### [EXERCISE DESCRIPTION]
A copy is needed of each line in the records that has the word "naming".

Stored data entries
━━━━━━━━━━

Issue #217, opened 2020-04-03
Evalute 'code smell' usefulness


Michael1993:
As can be seen in #216 SonarCloud code smells can often result in "false positives". Should this particular feature be disabled?

Most common false positives are the empty tests we don't actually execute just record with `TestExecutionRecorder`.

Bukama:
At this particular: Definitly as it doesn't fit for our environment.

In General? I don't think so as we then can skip many things. When @aepfli confirms that he has finished setting up sonar then we should evaluate all active rules (not only code smells) and also fix violations of rules we want to keep

aepfli:
Sonar is setup ;)

Bukama:
> Sonar is setup ;)

Okay, I'll try to go through it. Maybe this evening then the others play Stellaris

Bukama:
> > Sonar is setup ;)
> 
> Okay, I'll try to go through it. Maybe this evening then the others play Stellaris

As this said, I'll assign the issue to me as long as I have a look at the checks.

Bukama:
From `src/main`
1. Generic `Exceptions` or `Thrownables` are used, this is correct as you should aways use a particular exception depending on your context, e.g. `IllegalArguementException` for invalid parameters
2. Several local variables don't follow the naming conventions (`^[a-z][a-zA-Z0-9]*$`, e.g. `__` - yeah such names are used! So we have to decide if want these naming convention. As they are the default convetions of Java I would vote to do so
3. `peek()` is used in streams, but offical javadoc says that its for debugging purpose and not to be used in production code
4. `Remove this use of "Test"; it is deprecated` - this is mentioned several times in the vintage extension, as the `@Test` annotation there is deprecated. The rule itself (don't use deprecated classes/methods) is very important in my opinion so we would need to exclude it for this class or change the implementation. This also belongs to the annotation itself (`Do not forget to remove this deprecated code someday`)


From `src/test`
5. `Add at least one assertion to this test case` we got this messages en mass. This is because we mostyl deal with annotations and not with tests itself. I vote for disable this check for pioneer.
6. `Remove this use of "Thread.sleep()"` This is used inside a test for the `TimeoutExtension`. I don't see a way to remove this warning.

I vote for cleaning up all the things from `src/main`. I already cleaned up some things (#221), where I didn't see the need of an discussion. I would do for the points 1 and 2. For 3 I need help as I'm really not into streams (this goes for another violation I don't get fixed, see the draf)

[...]

Issue #215, opened 2020-04-02
Clean up / align internal structure, names, etc.


Bukama:
The current milestone we work on is called ["Cleaner Pioneer"](https://github.com/junit-pioneer/junit-pioneer/milestone/6) and includes issues covering several different like infrastructure, refacotring, polish and more. Goal is to build a solid base for future work (goal is `version 1.0`). But in my opinion one aspect of the term "Cleaner Pioneer" is missing: The current state of the lib itselfs is a mess in terms of folders, naming. This issue will show some points which in my opinion should be cleaned up / aligned. Maybe there are even more.

## Definition  of annotations

**Current state**

Currently most annotations are declared in own interface-files, but not all (e.g. `@TempDirectory` is definied inside the `TempDirectory` class).
Repeatable annotations (here I mean the "plural" ones that hold the array, e.g. `@ReportEntries`) are also declared in own interface-files, regardless the fact, that they are never used as an annotation.

**Proposal**:

We should define a standard so all annotations the same way. Here we should go for defining the declaration inside own interface-files (e.g. `@ReportEntry`).

A special case may be repeatable annotations: I accidently stumbled over [this article](https://dzone.com/articles/repeatable-annotations-in-java-8-1) about declaration of repeatable annotations. After reading it I think this is a nice way to provide a more intuitive and cleaner API. It also makes it easier to compare that both annotation have the same `@Target` and `@Retention`. So I suggest to following the guidance in the articel and put the array holding annotations of repeatable annotations inside the corresponding one.  

## Location of annotations and other files

**Current state**

Currently annotations, their extensions and all other files (e.g. `ArgumentProvider`s, `InvocationContexts` or `Utils`) are declared inside the `org.junitpioneer.jupiter` package. A special case are the files or the parameter extensions, which were moved into a subpackage for better overview.

The JUnit API is declared in `org.junit.jupiter.api` and subpackages of this (e.g. `org.junit.jupiter.api.extension`). *Note: It's also declared in a own java module but for pioneer we have already decided (see #25) that we don't want to build a multi module project (at least not yet).*

**Proposal**:

As annotations are the API of pioneer and to get somehow aligned to JUnit I suggest to move:

* all annotations to `org.junitpioneer.jupiter.api` or sub packages of it, e.g. `params` for extensions / features with a lot of annotations.
* all extension implementations and their need classes (e.g. `ArgumentProvider`s, `InvocationContexts`) to `org.junitpioneer.jupiter.extension`
[...]

PR #221, opened 2020-04-06
Fix sonarqube violations

Bukama:
This is a draft an connected to and blocked by #215 and #217 .

---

━━━━━━━━━━

### [TASK SOLUTION]
2. Several local variables don't follow the naming conventions (`^[a-z][a-zA-Z0-9]*$`, e.g. `__` - yeah such names are used! So we have to decide if want these naming convention. As they are the default convetions of Java I would vote to do so
The current milestone we work on is called ["Cleaner Pioneer"](https://github.com/junit-pioneer/junit-pioneer/milestone/6) and includes issues covering several different like infrastructure, refacotring, polish and more. Goal is to build a solid base for future work (goal is `version 1.0`). But in my opinion one aspect of the term "Cleaner Pioneer" is missing: The current state of the lib itselfs is a mess in terms of folders, naming. This issue will show some points which in my opinion should be cleaned up / aligned. Maybe there are even more.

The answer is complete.